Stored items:
•••
Issue #294, opened 2026-08-04
from lighttable, opening a photo in darkroom requires 3 clicks


qosch:
I'm assuming this bug is specific to my (quite old) laptop, otherwise I'd expect someone else would have reported it already:

When I'm in the darkroom and the photo under the cursor is not selected:
- one click will select the photo (expected)
- double click will also just select the photo (would expect that it opens in darkroom)

When the photo under the cursor is already selected
- one click will do nothing (expected)
- a double click will open the photo in darkroom (expected)

Do you observe the same behaviour? If yes, is this intended?

I can try to fix it (if there is anything to fix), but I'd first need to know if this is specific to my machine and what is the expected behaviour. I just double checked: my "expected behaviour" remarks are how e.g. the KDE file manager Dolphin does it.

After starting vkdt, I did wait until all thumbnails were generated to be sure it's not my laptop responding sluggishly.

lu-k:
I have had some moments, where I double clicked on an image in Lighttable and nothing happened, but had blamed my pentablet. After seeing your report I went and checked specifically and can't fully confirm the behavior that you are describing. ~~ In my case it seems I only run into this issue once right after starting the app. ~~ 
Here is what I found:
- Pentablet - the issue sometimes occurs
- Mouse - never
- Touchpad double tap - always
- Touchpad double click (no buttons but there is a click point) - never

This is on a Laptop with Pop-OS 24.04 (Ubuntu), Wayland, running the AppImage with pentablet.

hanatos:
hm, my mouse is also the `never` category it seems. also i'd often use arrows + enter or gamepad to navigate.

your patch in #295 looks reasonable to me. maybe something about order of events or not receiving the first click in a separate render dispatch. clearly safer after the pr.

i've shortened the logic of the patch a bit, i think it's equivalent. let me know if that works on your setups :)

lu-k:
Seems fixed, couldn't reproduce with the merged PR

hanatos:
thanks for confirming. closing for now.

qosch:
>     * Pentablet - the issue sometimes occurs
> 
>     * Mouse - never
> 
>     * Touchpad double tap - always
> 
>     * Touchpad double click (no buttons but there is a click point) - never

Thanks for testing!

The fact that this seems to be input device dependend makes me think I haven't gotten to the bottom oft this yet and my PR only fixes the symptoms. Might habe to take another look.

qosch:
[...]

PR #297, opened 2026-08-07
dr: show thumbnail placeholder while pipeline processes

qosch:
During testing of #294 I noticed that it is hard to tell if a double click was registered, because there is no immediate feedback: while the pipeline runs, the lighttable continues to be displayed (frozen). This state lasts for about 3s on my laptop.

[Here](https://discuss.pixls.us/t/installed-at-last-but-unusable/59658/4) , I read 

> Unfortunately your gpu seems to only expose one vulkan queue so you do not benefit from running compute asynchronously from the gui

So this issue might only be present/pronounced on this class of old and slow GPUs.

To fix the "no immediate reaction to user action" issue, I figured it would be best to enter the darkroom immediately, and show the thumbnail (enlarged) while the full res pipeline is still running. I tried to keep complexity and amount of code as low as possible.

Let me know if you find this feature valuable and if it behaves well on your (faster) systems. The most important things for features that only slow systems benefit from, is, that they don't hurt on faster systems (I'd say).

### DIFF
--- a/src/gui/render_darkroom.c
+++ b/src/gui/render_darkroom.c
@@ -411,7 +411,6 @@ void render_darkroom_full(char *filter_name, char *filter_inst)
 
 void render_darkroom()
 {
-  // double clock_beg = dt_time();
 
   int win_x = vkdt.state.center_x,  win_y = vkdt.state.center_y;
   int win_w = vkdt.state.center_wd, win_h = vkdt.state.center_ht - vkdt.wstate.dopesheet_view;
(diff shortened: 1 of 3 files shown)


hanatos:
thanks, i'll need to look at that on an integrated gpu to appreciate what's happening :)

src/gui/render_darkroom.c
```diff
@@ -450,13 +449,24 @@ void render_darkroom()
   if(nk_begin(&vkdt.ctx, "darkroom center", bounds, NK_WINDOW_NO_SCROLLBAR | (disabled ? NK_WINDOW_NO_INPUT : 0)))
   { // draw center view image:
     dt_node_t *out_main = dt_graph_get_display(&vkdt.graph_dev, dt_token("main"));
-    if(out_main)
+    int rdy = out_main && (vkdt.graph_res[display_frame] == VK_SUCCESS);
```
hanatos, line 452: ah, no, `out_main` is different to ready `rdy`. if there is no output, we don't want to place a nuklear widget at all and that's fine. if there is an output, but it's not ready because the gpu is still busy, i want to place the widget but with a dummy/no image.

the context is that nuklear uses hashes to identify active widgets. in particular one situation is when you are dragging a slider it will grab the cursor as long as the widget is active. now if on the way the hashes change, the nuklear widgets get confused and your mouse ungrabs.

this is super annoying but luckily doesn't happen much. the situation where it happens is when a slider collapses to zero, like denoising strength. that will trigger a pipeline rebuild because a different set of kernels has to be dispatched. that means *both* output double buffers will be invalidated. these are owned by the graph, not the ui. that means now the ui doesn't have an image to display for a short time.. and that triggers the situation outlined above, hence the `rdy` dance.

hanatos:
thinking about this maybe it would be better to go the other way around and every once in a while run a quick dispatch that downsizes the output image to thumbnail size, transferring ownership to the thumbnail cache? for additional credits this would already have updated the thumbnail when going back to lt mode. such a thumbnail could be displayed in case `!rdy` because it's owned by the cache and hence not cleaned up on pipeline reconfiguration.

the assumption that thumbnail and full image are same aspect ratio is slightly risky, people could have cropped/rotated/done whatever. the thumbnail is now only recreated when leaving darkroom mode.

src/gui/widget_image.h
```diff
@@ -436,3 +436,31 @@ dt_image(
   // now the controls:
   if(events) dt_image_events(ctx, w, hover, main, disp);
 }
+
+// Draw a thumbnail as placeholder while the full-res pipeline is still processing.
+// Simple fit-to-view — no zoom/pan interaction. Both thumbnail and full-res
```
hanatos, line 441: argh ai-generated long hyphen makes me feel insecure about code quality surrounding this comment :D

hanatos:
..drafted something to illustrate what i mean. not sure it's pretty, doesn't belong to gui.h nor to graph.h, but kinda both: https://github.com/hanatos/vkdt/compare/master...dbuf#diff-1c9cadae23cc0903037091b6773aa9ea79338e1404a28983ea4f28b5f3493ca1

hanatos:
see #299. not sure this solves the issue addressed here, but i think it might (and anyways has potential to do the thumbnail rendering etc).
•••
Work instructions: Every entry is to be copied exactly, with none omitted.

Result of this task:
Issue #294, opened 2026-08-04
from lighttable, opening a photo in darkroom requires 3 clicks


qosch:
I'm assuming this bug is specific to my (quite old) laptop, otherwise I'd expect someone else would have reported it already:

When I'm in the darkroom and the photo under the cursor is not selected:
- one click will select the photo (expected)
- double click will also just select the photo (would expect that it opens in darkroom)

When the photo under the cursor is already selected
- one click will do nothing (expected)
- a double click will open the photo in darkroom (expected)

Do you observe the same behaviour? If yes, is this intended?

I can try to fix it (if there is anything to fix), but I'd first need to know if this is specific to my machine and what is the expected behaviour. I just double checked: my "expected behaviour" remarks are how e.g. the KDE file manager Dolphin does it.

After starting vkdt, I did wait until all thumbnails were generated to be sure it's not my laptop responding sluggishly.

lu-k:
I have had some moments, where I double clicked on an image in Lighttable and nothing happened, but had blamed my pentablet. After seeing your report I went and checked specifically and can't fully confirm the behavior that you are describing. ~~ In my case it seems I only run into this issue once right after starting the app. ~~ 
Here is what I found:
- Pentablet - the issue sometimes occurs
- Mouse - never
- Touchpad double tap - always
- Touchpad double click (no buttons but there is a click point) - never

This is on a Laptop with Pop-OS 24.04 (Ubuntu), Wayland, running the AppImage with pentablet.

hanatos:
hm, my mouse is also the `never` category it seems. also i'd often use arrows + enter or gamepad to navigate.

your patch in #295 looks reasonable to me. maybe something about order of events or not receiving the first click in a separate render dispatch. clearly safer after the pr.

i've shortened the logic of the patch a bit, i think it's equivalent. let me know if that works on your setups :)

lu-k:
Seems fixed, couldn't reproduce with the merged PR

hanatos:
thanks for confirming. closing for now.

qosch:
>     * Pentablet - the issue sometimes occurs
> 
>     * Mouse - never
> 
>     * Touchpad double tap - always
> 
>     * Touchpad double click (no buttons but there is a click point) - never

Thanks for testing!

The fact that this seems to be input device dependend makes me think I haven't gotten to the bottom oft this yet and my PR only fixes the symptoms. Might habe to take another look.

qosch:
[...]

PR #297, opened 2026-08-07
dr: show thumbnail placeholder while pipeline processes

qosch:
During testing of #294 I noticed that it is hard to tell if a double click was registered, because there is no immediate feedback: while the pipeline runs, the lighttable continues to be displayed (frozen). This state lasts for about 3s on my laptop.

[Here](https://discuss.pixls.us/t/installed-at-last-but-unusable/59658/4) , I read 

> Unfortunately your gpu seems to only expose one vulkan queue so you do not benefit from running compute asynchronously from the gui

So this issue might only be present/pronounced on this class of old and slow GPUs.

To fix the "no immediate reaction to user action" issue, I figured it would be best to enter the darkroom immediately, and show the thumbnail (enlarged) while the full res pipeline is still running. I tried to keep complexity and amount of code as low as possible.

Let me know if you find this feature valuable and if it behaves well on your (faster) systems. The most important things for features that only slow systems benefit from, is, that they don't hurt on faster systems (I'd say).

### DIFF
--- a/src/gui/render_darkroom.c
+++ b/src/gui/render_darkroom.c
@@ -411,7 +411,6 @@ void render_darkroom_full(char *filter_name, char *filter_inst)
 
 void render_darkroom()
 {
-  // double clock_beg = dt_time();
 
   int win_x = vkdt.state.center_x,  win_y = vkdt.state.center_y;
   int win_w = vkdt.state.center_wd, win_h = vkdt.state.center_ht - vkdt.wstate.dopesheet_view;
(diff shortened: 1 of 3 files shown)


hanatos:
thanks, i'll need to look at that on an integrated gpu to appreciate what's happening :)

src/gui/render_darkroom.c
```diff
@@ -450,13 +449,24 @@ void render_darkroom()
   if(nk_begin(&vkdt.ctx, "darkroom center", bounds, NK_WINDOW_NO_SCROLLBAR | (disabled ? NK_WINDOW_NO_INPUT : 0)))
   { // draw center view image:
     dt_node_t *out_main = dt_graph_get_display(&vkdt.graph_dev, dt_token("main"));
-    if(out_main)
+    int rdy = out_main && (vkdt.graph_res[display_frame] == VK_SUCCESS);
```
hanatos, line 452: ah, no, `out_main` is different to ready `rdy`. if there is no output, we don't want to place a nuklear widget at all and that's fine. if there is an output, but it's not ready because the gpu is still busy, i want to place the widget but with a dummy/no image.

the context is that nuklear uses hashes to identify active widgets. in particular one situation is when you are dragging a slider it will grab the cursor as long as the widget is active. now if on the way the hashes change, the nuklear widgets get confused and your mouse ungrabs.

this is super annoying but luckily doesn't happen much. the situation where it happens is when a slider collapses to zero, like denoising strength. that will trigger a pipeline rebuild because a different set of kernels has to be dispatched. that means *both* output double buffers will be invalidated. these are owned by the graph, not the ui. that means now the ui doesn't have an image to display for a short time.. and that triggers the situation outlined above, hence the `rdy` dance.

hanatos:
thinking about this maybe it would be better to go the other way around and every once in a while run a quick dispatch that downsizes the output image to thumbnail size, transferring ownership to the thumbnail cache? for additional credits this would already have updated the thumbnail when going back to lt mode. such a thumbnail could be displayed in case `!rdy` because it's owned by the cache and hence not cleaned up on pipeline reconfiguration.

the assumption that thumbnail and full image are same aspect ratio is slightly risky, people could have cropped/rotated/done whatever. the thumbnail is now only recreated when leaving darkroom mode.

src/gui/widget_image.h
```diff
@@ -436,3 +436,31 @@ dt_image(
   // now the controls:
   if(events) dt_image_events(ctx, w, hover, main, disp);
 }
+
+// Draw a thumbnail as placeholder while the full-res pipeline is still processing.
+// Simple fit-to-view — no zoom/pan interaction. Both thumbnail and full-res
```
hanatos, line 441: argh ai-generated long hyphen makes me feel insecure about code quality surrounding this comment :D

hanatos:
..drafted something to illustrate what i mean. not sure it's pretty, doesn't belong to gui.h nor to graph.h, but kinda both: https://github.com/hanatos/vkdt/compare/master...dbuf#diff-1c9cadae23cc0903037091b6773aa9ea79338e1404a28983ea4f28b5f3493ca1

hanatos:
see #299. not sure this solves the issue addressed here, but i think it might (and anyways has potential to do the thumbnail rendering etc).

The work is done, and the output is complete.